• **Exercise**
Keyword search on "processBitmapForSharing": report each line of the records that contains it.

Stored items:

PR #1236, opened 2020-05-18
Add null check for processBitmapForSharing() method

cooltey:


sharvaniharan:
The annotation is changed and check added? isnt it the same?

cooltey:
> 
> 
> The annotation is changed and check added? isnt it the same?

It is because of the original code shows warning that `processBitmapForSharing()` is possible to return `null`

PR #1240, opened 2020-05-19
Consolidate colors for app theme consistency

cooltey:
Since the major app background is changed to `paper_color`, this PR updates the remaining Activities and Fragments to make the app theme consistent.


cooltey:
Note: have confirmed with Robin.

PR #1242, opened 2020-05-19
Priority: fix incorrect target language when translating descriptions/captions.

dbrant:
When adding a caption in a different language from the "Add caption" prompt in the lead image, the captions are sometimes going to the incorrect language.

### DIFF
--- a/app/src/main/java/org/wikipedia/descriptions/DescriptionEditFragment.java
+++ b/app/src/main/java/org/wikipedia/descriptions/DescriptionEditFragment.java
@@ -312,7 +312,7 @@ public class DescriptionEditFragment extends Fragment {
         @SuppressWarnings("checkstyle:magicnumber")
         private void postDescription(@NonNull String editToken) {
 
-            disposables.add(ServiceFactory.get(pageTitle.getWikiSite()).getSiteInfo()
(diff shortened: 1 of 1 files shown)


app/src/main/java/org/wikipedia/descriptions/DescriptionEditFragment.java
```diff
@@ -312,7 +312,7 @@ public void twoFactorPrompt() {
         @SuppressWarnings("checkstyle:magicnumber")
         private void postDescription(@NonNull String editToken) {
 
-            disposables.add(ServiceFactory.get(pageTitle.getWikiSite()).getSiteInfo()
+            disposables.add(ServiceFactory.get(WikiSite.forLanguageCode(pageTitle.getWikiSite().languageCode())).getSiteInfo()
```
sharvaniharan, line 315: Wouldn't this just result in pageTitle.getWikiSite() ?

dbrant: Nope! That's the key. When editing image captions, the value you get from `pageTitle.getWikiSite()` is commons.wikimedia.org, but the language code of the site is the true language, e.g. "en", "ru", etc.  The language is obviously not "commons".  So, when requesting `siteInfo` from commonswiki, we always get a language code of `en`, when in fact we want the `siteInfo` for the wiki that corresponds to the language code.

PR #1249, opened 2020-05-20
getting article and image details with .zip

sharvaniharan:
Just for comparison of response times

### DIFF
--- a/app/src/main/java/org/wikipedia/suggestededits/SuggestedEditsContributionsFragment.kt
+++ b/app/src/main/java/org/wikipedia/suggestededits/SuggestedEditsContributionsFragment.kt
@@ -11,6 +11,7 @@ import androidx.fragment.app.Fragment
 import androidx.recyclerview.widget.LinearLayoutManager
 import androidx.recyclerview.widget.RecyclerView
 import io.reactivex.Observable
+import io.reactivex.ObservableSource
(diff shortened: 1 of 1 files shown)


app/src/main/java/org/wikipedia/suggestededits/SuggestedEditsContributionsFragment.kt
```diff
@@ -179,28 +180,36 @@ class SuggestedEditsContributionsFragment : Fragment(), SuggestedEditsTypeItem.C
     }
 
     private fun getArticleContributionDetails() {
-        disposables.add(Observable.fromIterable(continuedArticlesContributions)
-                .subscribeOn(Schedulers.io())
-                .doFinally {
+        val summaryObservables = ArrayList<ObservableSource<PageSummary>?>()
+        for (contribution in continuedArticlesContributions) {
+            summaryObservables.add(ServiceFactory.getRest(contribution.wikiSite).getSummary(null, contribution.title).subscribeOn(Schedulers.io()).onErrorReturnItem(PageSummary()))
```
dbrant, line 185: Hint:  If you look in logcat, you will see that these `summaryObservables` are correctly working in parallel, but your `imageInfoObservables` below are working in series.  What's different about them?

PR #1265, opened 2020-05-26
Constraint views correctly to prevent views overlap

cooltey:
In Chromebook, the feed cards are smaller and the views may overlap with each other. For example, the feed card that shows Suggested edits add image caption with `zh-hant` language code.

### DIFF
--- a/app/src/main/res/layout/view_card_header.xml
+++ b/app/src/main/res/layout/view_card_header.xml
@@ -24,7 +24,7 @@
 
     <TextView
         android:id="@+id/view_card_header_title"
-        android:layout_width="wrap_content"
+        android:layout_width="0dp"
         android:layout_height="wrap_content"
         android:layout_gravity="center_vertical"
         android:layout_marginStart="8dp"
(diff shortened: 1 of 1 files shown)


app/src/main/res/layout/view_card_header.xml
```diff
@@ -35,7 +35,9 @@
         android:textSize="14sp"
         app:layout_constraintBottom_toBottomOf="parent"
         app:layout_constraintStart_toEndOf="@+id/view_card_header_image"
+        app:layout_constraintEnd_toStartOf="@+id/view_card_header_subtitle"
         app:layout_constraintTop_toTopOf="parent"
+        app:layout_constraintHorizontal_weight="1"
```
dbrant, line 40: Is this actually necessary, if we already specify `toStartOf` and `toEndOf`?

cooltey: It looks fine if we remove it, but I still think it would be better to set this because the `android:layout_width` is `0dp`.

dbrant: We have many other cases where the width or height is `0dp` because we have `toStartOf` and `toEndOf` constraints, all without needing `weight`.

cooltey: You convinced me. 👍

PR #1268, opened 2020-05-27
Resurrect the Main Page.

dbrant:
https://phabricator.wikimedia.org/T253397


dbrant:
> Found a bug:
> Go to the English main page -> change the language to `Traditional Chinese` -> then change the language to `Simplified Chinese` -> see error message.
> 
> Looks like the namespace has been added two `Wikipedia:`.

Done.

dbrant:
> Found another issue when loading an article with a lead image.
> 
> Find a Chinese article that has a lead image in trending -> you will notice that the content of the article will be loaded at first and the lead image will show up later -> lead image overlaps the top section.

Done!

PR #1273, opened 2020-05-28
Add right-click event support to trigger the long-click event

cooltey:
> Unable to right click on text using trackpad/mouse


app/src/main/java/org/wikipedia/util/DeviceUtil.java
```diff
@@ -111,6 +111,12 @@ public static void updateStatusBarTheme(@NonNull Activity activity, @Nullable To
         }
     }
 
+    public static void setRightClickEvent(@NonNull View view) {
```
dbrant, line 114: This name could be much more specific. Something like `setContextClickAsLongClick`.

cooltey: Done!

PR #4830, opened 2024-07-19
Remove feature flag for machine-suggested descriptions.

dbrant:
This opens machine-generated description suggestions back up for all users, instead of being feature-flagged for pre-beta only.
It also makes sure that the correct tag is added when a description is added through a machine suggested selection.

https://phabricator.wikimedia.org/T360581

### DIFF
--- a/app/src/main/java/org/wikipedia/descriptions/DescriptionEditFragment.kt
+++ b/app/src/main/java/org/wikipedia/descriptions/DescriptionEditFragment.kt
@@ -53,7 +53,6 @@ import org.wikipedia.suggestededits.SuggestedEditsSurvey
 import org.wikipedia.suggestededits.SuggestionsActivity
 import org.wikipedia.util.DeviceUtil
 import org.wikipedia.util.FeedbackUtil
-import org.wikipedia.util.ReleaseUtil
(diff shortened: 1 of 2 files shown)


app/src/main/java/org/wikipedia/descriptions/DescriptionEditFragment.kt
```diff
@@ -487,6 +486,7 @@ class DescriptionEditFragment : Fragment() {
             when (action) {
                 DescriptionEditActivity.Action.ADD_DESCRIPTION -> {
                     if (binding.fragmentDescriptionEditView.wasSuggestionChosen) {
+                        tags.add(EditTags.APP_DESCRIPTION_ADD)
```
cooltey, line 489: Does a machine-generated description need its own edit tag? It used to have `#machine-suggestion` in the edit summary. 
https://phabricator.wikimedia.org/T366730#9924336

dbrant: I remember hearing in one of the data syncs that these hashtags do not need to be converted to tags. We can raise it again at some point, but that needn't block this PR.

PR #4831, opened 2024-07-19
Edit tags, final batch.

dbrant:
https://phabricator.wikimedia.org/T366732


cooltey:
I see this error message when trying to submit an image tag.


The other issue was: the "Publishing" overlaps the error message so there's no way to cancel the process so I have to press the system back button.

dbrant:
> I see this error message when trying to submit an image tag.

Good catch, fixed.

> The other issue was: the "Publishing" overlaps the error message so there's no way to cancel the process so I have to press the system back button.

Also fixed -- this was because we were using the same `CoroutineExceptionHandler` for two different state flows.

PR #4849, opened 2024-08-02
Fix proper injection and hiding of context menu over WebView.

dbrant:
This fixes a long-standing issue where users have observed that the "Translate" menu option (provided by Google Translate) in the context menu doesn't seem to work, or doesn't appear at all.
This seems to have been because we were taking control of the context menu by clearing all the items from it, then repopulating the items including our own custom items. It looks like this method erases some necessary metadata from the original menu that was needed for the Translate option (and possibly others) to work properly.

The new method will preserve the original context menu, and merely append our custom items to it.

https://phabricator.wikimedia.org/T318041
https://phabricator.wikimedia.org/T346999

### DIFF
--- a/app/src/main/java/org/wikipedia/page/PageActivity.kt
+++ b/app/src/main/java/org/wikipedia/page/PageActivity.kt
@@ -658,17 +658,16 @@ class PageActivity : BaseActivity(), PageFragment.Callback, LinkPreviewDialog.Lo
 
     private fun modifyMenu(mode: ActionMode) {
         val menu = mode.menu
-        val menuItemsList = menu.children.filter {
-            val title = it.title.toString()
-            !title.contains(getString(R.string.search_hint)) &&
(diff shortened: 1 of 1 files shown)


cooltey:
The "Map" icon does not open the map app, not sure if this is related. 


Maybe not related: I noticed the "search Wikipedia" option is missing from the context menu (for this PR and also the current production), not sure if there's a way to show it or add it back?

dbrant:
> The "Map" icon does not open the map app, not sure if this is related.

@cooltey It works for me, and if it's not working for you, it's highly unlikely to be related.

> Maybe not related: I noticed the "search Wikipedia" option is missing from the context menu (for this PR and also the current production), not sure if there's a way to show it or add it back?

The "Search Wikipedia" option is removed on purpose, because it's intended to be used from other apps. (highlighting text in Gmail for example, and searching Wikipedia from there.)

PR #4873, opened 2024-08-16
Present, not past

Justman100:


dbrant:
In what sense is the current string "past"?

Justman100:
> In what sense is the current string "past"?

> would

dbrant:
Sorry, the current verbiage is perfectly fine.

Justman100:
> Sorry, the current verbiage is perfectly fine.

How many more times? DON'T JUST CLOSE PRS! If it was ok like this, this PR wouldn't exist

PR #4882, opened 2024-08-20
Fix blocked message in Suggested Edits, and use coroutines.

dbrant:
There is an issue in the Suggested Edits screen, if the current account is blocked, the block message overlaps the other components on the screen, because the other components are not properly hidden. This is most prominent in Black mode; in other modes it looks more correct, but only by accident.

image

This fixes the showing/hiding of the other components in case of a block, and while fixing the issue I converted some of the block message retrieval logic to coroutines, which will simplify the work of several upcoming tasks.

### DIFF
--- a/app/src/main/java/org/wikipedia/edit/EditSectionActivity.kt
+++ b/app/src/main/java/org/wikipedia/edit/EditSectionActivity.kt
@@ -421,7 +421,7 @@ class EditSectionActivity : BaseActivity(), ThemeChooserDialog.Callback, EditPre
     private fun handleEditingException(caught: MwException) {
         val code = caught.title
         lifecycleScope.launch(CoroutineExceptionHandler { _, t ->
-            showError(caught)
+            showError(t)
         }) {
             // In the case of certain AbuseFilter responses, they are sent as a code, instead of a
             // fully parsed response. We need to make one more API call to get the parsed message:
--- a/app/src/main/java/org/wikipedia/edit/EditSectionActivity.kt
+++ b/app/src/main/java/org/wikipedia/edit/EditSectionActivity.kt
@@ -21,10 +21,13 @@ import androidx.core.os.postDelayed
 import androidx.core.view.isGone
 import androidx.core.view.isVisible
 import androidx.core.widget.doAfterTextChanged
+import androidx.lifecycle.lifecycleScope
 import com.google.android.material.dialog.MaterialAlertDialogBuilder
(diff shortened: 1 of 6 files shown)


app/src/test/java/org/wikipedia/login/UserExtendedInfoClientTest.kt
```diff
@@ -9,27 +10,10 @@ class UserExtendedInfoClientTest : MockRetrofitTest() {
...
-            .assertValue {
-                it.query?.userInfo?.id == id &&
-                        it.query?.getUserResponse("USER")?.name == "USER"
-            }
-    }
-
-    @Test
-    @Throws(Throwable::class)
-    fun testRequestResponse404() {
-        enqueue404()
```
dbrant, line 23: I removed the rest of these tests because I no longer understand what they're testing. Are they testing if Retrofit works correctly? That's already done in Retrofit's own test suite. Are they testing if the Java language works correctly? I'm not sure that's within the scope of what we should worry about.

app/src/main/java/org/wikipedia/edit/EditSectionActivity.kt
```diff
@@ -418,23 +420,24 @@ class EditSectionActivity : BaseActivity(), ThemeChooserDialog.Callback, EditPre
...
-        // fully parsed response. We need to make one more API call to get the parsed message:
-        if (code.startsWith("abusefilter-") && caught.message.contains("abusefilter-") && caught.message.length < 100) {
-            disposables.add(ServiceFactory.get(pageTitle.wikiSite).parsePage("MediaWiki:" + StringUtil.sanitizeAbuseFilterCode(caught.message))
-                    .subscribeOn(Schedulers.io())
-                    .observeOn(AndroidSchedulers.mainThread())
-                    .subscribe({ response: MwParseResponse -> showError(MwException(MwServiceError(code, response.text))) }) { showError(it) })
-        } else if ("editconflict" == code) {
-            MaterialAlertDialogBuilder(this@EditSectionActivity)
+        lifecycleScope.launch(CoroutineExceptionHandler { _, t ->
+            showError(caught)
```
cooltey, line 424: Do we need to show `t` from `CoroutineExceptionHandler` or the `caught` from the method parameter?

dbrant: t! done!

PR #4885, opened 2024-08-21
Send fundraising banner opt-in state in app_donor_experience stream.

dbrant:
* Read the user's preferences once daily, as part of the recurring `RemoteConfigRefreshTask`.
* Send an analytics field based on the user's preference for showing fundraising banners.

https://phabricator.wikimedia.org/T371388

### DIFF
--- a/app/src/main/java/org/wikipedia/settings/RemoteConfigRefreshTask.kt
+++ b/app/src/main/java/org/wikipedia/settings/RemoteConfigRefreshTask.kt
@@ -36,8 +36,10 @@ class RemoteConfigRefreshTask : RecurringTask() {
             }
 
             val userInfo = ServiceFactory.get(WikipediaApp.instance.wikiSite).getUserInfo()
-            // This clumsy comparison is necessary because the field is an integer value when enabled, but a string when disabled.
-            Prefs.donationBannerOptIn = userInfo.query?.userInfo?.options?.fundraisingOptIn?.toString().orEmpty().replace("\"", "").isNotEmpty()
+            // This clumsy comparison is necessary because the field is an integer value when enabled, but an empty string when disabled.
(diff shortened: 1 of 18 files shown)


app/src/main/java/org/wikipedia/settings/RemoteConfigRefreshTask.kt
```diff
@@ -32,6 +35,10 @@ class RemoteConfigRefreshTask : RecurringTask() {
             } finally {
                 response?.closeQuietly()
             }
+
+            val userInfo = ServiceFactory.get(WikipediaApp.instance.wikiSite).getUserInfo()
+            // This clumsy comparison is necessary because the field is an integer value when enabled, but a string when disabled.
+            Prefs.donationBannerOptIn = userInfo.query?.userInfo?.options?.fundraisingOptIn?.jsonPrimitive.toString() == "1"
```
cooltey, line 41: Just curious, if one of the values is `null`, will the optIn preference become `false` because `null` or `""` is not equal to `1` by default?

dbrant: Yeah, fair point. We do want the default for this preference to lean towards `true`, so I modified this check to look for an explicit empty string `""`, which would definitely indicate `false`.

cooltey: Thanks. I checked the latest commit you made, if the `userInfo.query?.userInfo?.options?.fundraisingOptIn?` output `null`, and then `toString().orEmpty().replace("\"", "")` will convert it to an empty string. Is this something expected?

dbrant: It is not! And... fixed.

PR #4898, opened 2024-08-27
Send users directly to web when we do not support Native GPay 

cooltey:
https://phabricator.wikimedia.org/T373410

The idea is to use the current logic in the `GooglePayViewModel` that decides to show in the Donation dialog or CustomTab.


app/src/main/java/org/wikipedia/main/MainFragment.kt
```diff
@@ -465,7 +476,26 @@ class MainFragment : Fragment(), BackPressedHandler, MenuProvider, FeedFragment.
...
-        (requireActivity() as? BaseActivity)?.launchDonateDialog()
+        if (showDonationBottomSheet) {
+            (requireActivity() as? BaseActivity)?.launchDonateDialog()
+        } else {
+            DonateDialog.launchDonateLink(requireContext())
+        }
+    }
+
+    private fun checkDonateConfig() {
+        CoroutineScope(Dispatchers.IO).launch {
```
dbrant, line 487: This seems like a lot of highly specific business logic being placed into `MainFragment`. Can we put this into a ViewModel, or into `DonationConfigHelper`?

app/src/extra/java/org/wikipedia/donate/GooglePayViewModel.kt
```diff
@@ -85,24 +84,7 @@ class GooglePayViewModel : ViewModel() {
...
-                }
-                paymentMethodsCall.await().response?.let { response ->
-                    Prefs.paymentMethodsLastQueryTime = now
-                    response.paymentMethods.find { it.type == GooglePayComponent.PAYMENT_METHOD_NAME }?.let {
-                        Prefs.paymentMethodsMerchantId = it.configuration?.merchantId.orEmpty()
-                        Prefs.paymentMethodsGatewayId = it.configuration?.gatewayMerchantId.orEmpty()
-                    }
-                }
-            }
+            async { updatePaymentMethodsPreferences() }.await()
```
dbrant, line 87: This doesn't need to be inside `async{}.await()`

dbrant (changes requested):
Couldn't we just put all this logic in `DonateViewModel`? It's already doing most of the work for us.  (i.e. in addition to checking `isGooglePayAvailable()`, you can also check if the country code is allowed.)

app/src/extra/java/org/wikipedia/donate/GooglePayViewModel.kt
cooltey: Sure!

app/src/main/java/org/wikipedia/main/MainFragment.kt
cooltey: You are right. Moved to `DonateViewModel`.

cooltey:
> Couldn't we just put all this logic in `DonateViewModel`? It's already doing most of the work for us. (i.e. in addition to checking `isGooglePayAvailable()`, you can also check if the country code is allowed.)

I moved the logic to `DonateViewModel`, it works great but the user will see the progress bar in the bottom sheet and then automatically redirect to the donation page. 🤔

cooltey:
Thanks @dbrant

• **Result of the exercise**
Add null check for processBitmapForSharing() method
It is because of the original code shows warning that `processBitmapForSharing()` is possible to return `null`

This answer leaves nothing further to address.